If the units being read in for a specific trait differ from those defined for the trait in the [traits dictionary](https://github.com/traitecoevo/traits.build-template/blob/master/config/traits.yml) the trait values are converted using the conversion rules specified in [unit_conversions.csv](https://github.com/traitecoevo/traits.build-template/blob/master/config/unit_conversions.csv).

##### **entity_type, value_type, basis_of_value, replicates, methods**

| field          | value for this dataset                                                                                                                          | description                                                                                                                                                                                                              |
|------------------|------------------|------------------------------------|
| entity_type    | population                                                                                                                                      | The entity corresponding to the trait value. Uses a controlled vocabulary. See [traits.build_schema](https://github.com/traitecoevo/traits.build/blob/develop/inst/support/traits.build_schema.yml) for allowable terms. |
| value_type     | mean                                                                                                                                            | The statistical nature of the trait value. Uses a controlled vocabulary. See [traits.build_schema](https://github.com/traitecoevo/traits.build/blob/develop/inst/support/traits.build_schema.yml) for allowable terms.   |
| basis_of_value | measurement                                                                                                                                     | How the trait value was obtained. See [traits.build_schema](https://github.com/traitecoevo/traits.build/blob/develop/inst/support/traits.build_schema.yml) for allowable terms.                                          |
| replicates     | 3                                                                                                                                               | The number of replicate measurements that comprise the trait measurement recorded in the spreadsheet.                                                                                                                    |
| methods        | See the study's [metadata_notes.txt](https://github.com/traitecoevo/traits.build-template/blob/data/tutorial_dataset_1/raw/metadata_notes.txt) file | A verbatim (free-form) text field documenting the methods used to collect the trait measurements. This is generally available from the reference or directly from the author.                                            |

*The values for `entity_type`, `value_type`, `basis_of_value`, and `replicates` can vary by trait -- and indeed by measurement -- but for this study are identical for all traits.*

#### **Final steps**

##### **Double check the metadata.yml file**

You should now have a completed `metadata.yml` file, with no `unknown` fields.
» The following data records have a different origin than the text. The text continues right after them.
PR #237, opened 2018-10-30
Retrieve and list current users reports

mjurkus:
Load reports from `ReportsRepository` in `MyReportsListFragment`


vycius:
LGTM. 
P.S Sorry for being late.

PR #238, opened 2018-11-08
Implement authentication via VIISP

mjurkus:
also known as Elektroniniai Valdžios Vartai.

This authentication type will be used when submitting reports about parking violations. User will no longer be required to do that manually.

### DIFF
--- a/app/src/main/AndroidManifest.xml
+++ b/app/src/main/AndroidManifest.xml
@@ -108,6 +108,8 @@
                 android:value=".MainActivity" />
         </activity>
 
+        <activity android:name=".activity.ViispLoginActivity" />
+
         <receiver
             android:name="com.mixpanel.android.mpmetrics.InstallReferrerReceiver"
             android:exported="true">
--- a/app/src/main/AndroidManifest.xml
+++ b/app/src/main/AndroidManifest.xml
@@ -108,7 +108,9 @@
                 android:value=".MainActivity" />
         </activity>
 
-        <activity android:name=".activity.ViispLoginActivity" />
+        <activity
+            android:name=".activity.ViispLoginActivity"
+            android:screenOrientation="portrait" />
 
         <receiver
             android:name="com.mixpanel.android.mpmetrics.InstallReferrerReceiver"
--- a/app/src/main/java/lt/vilnius/tvarkau/activity/LoginActivity.kt
+++ b/app/src/main/java/lt/vilnius/tvarkau/activity/LoginActivity.kt
@@ -42,6 +42,7 @@ class LoginActivity : BaseActivity() {
         email_sign_in_button.setOnClickListener { viewModel.attemptLogin() }
         skip_sign_in_button.setOnClickListener { viewModel.signInGuestUser() }
         google_sign_in_button.setOnClickListener { signInWithGoogle() }
+        viisp_sign_in_button.setOnClickListener { signInWithViisp() }
 
         viewModel = withViewModel(viewModelFactory) {
             observeNonNull(errorEvents) {
@@ -66,6 +67,10 @@ class LoginActivity : BaseActivity() {
         finish()
     }
 
+    private fun signInWithViisp() {
+        startActivityForResult(Intent(this, ViispLoginActivity::class.java), RC_VIISP_SIGN_IN)
+    }
+
     private fun signInWithGoogle() {
         val gso = GoogleSignInOptions.Builder(GoogleSignInOptions.DEFAULT_SIGN_IN)
             .requestEmail()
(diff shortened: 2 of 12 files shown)


app/src/main/AndroidManifest.xml
```diff
@@ -108,6 +108,8 @@
                 android:value=".MainActivity" />
         </activity>
 
+        <activity android:name=".activity.ViispLoginActivity" />
```
vycius: Possibly, it's better to stick with portrait mode, set label and parent activity as in all other activities.

app/src/main/java/lt/vilnius/tvarkau/activity/ViispLoginActivity.kt
```diff
@@ -0,0 +1,105 @@
...
+    override fun onBackPressed() {
+        if (web_view.canGoBack()) {
+            web_view.goBack()
+        } else {
+            super.onBackPressed()
+        }
+    }
+
+    companion object {
+        private const val VIISP_AUTH_URI = "https://api.tvarkaumiesta.lt/auth/viisp/new"
```
vycius: I don't really hardcoding of API host URL. Host can be injected from `RestAdapterModule`.

app/src/main/java/lt/vilnius/tvarkau/auth/SessionTokenImpl.kt
```diff
@@ -48,9 +48,24 @@ class SessionTokenImpl @Inject constructor(
...
+                .requestAccessToken {
+                    handleAccessToken(it, emitter)
+                }
+        }
+    }
+
     private fun handleAccessToken(response: OAuthResponse, emitter: CompletableEmitter) {
         if (response.isSuccessful) {
-            appPreferences.apiToken.set(gsonSerializer.fromJson(response.body, ApiToken::class.java))
+            appPreferences.apiToken.set(gsonSerializer.fromJson(response.body, ApiToken::class.java), commit = true)
```
vycius: Why ? Commit vs. apply should behave the same.

app/src/main/java/lt/vilnius/tvarkau/activity/LoginActivity.kt
```diff
@@ -84,6 +89,7 @@ class LoginActivity : BaseActivity() {
     override fun onActivityResult(requestCode: Int, resultCode: Int, data: Intent?) {
         when (requestCode) {
             RC_SIGN_IN -> viewModel.signInWithGoogle(data)
+            RC_VIISP_SIGN_IN -> viewModel.signInWithViisp(data)
```
vycius, line 92: Don't we care about `resultCode` ? I think we should call this only on `RESULT_OK`.

vycius (approved):
Looks good. Left few minor comments.

app/src/main/java/lt/vilnius/tvarkau/auth/SessionTokenImpl.kt
mjurkus: Nope. Apply is done async. And I had cases where user refresh was done milliseconds before token was set :)

app/src/main/java/lt/vilnius/tvarkau/activity/LoginActivity.kt
mjurkus: Well now we don't set any other results. Have any ideas when we should set other result codes?

app/src/main/java/lt/vilnius/tvarkau/auth/SessionTokenImpl.kt
vycius: Interesting. I always thought that it should behave the same as SharedPreferences instances are singletons.

app/src/main/java/lt/vilnius/tvarkau/activity/LoginActivity.kt
vycius: Doesn't matter. It should be ok as we don't have any other `setResult` inside activity.

app/src/main/java/lt/vilnius/tvarkau/auth/SessionTokenImpl.kt
vycius: Just looked at Android docs https://developer.android.com/reference/android/content/SharedPreferences.Editor#apply()
```
As SharedPreferences instances are singletons within a process, it's safe to replace any instance of commit() with apply() if you were already ignoring the return value.

You don't need to worry about Android component lifecycles and their interaction with apply() writing to disk. The framework makes sure in-flight disk writes from apply() complete before switching states.
```

vycius (approved):

PR #397, opened 2021-11-30
Feature: Split in buffer array in SplitBuffer

juaismar:
Like as
`func SplitFile(inFile, outDir string, span int, conf *pdfcpu.Configuration) error`,
the function 
`func SplitBuffer(rs io.ReadSeeker, span int, conf *pdfcpu.Configuration) (buffers []bytes.Buffer, err error)` 
split a file, but return files in array of buffers.

This feature prevents write in disk if you dont need store files.

Signed-off-by: Juan Iscar <juan.iscar@exponentiateam.com>

### DIFF
--- a/pkg/api/split.go
+++ b/pkg/api/split.go
@@ -17,6 +17,8 @@
 package api
 
 import (
+	"bufio"
+	"bytes"
 	"io"
 	"os"
 	"path/filepath"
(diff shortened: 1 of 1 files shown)


hhrutter:
Thanks for putting time into this.
I am in the middle of pushing a release.
Will check it out later!

hhrutter:
Hi!

Analysing your proposed changes I realized what we really need here is to return io.Readers.
While I was at it I created a PageSpan including meta info, refactored split.go for consistency and
renamed your function to SplitRaw:

```
type PageSpan struct {
	From   int
	Thru   int
	Reader io.Reader
}

func SplitRaw(rs io.ReadSeeker, span int, conf *pdfcpu.Configuration) ([]*PageSpan, error)
```

So I did not merge in anything but ss your idea is valuable to the project I added you to the contributors.

Thank your for using pdfcpu 💚

PR #411, opened 2021-12-20
Fix scaling of 1bit grayscale pixels in renderDeviceGrayToPNG

ungerik:
In `renderDeviceGrayToPNG` `color.Gray.Y` is expected to be in the range of 0 .. 255, but the default was `colValRange{0, 1}`.

I have also removed the unnecessary allocation of a `[]colValRange` slice per pixel which should improve performance.


hhrutter:
There are 2 separate steps involved here:
1) Decoding the pixel value into the source color space respecting the optional DecodeArray
2) Scaling up to 8 bpc

PR #414, opened 2021-12-23
Search PDF header in first 8k bytes

ungerik:
Improvement for function `headerVersion`:

Searching for the PDF header in the first 100 bytes was not sufficient for many files found in the wild.

Also the check for `len(s) < 8` did not work because the length of `s` was always 100 bytes.

### DIFF
--- a/pkg/pdfcpu/read.go
+++ b/pkg/pdfcpu/read.go
@@ -58,6 +58,7 @@ func ReadFile(inFile string, conf *Configuration) (*Context, error) {
 
 // Read takes a readSeeker and generates a Context,
 // an in-memory representation containing a cross reference table.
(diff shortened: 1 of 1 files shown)


hhrutter:
This has been addressed by adding  an option to config.yml:
```
# buffer size >= 100 for locating PDF header
headerBufSize: 100
```
Either keep on working with your config.yml and pdfcpu will use 100 for the headerBufSize or
1) Lookup the path of your config.yml via `pdfcpu config`
2) Backup config.yml
3) Remove config.yml
4) Issue `pdfcpu config` or any other command and pdfcpu will recreate confg.yml including the new option
5) Optionally patch *headerBufSize* to some value >= 100 as needed
6) Don't forget to restore your custom config options as well

PR #433, opened 2022-02-11
fix issue on alphanumeric sorting on filenames

mrtrkmn:
Signed-off-by: mrtrkmn <mr.turkmen@icloud.com>

When I use the pdfcpu tool I have realized an issue regarding to sorting files when we want to merge. 

The problem occurs when we have filenames which are like  

- a-2-b
- a-32-b
- a-12-a
- a-4-b

Small example to the problem can be found here: 

https://play.golang.com/p/3FuTcjOpU3j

You'll notice five sections we haven't used, `contexts`, `substitutions`, `taxonomic_updates`, `exclude_observations`, and `questions`.

These should each contain an `.na` (as in `substitutions: .na`). They will be explored in future lessons.

##### **Run tests on the metadata file**

Confirm there are no errors in the `metadata.yml` file:

```{r, eval=FALSE}
dataset_test("tutorial_dataset_1")
```

This *should* result in the following output:

[\[ FAIL 0 \| WARN 0 \| SKIP 0 \| PASS 79 \]]{style="color:blue;"}\

##### **Add dataset to the database** {#build_pipeline}

Next add the dataset_id to the build file that builds the database and rebuild the database

```{r, eval=FALSE}
build_setup_pipeline(method = "base", database_name = "traits.build_database")
source("build.R")
```

##### **Build dataset report**

As a final step, build a report for the study

```{r, eval=FALSE}
traits.build_database$build_info$version <- "5.0.0"  
    # a fix because the function was built around specific AusTraits versions
dataset_report("tutorial_dataset_1", traits.build_database, overwrite = TRUE)
```

Have a look at the report, but there reports become much more interesting once there are more datasets in the database.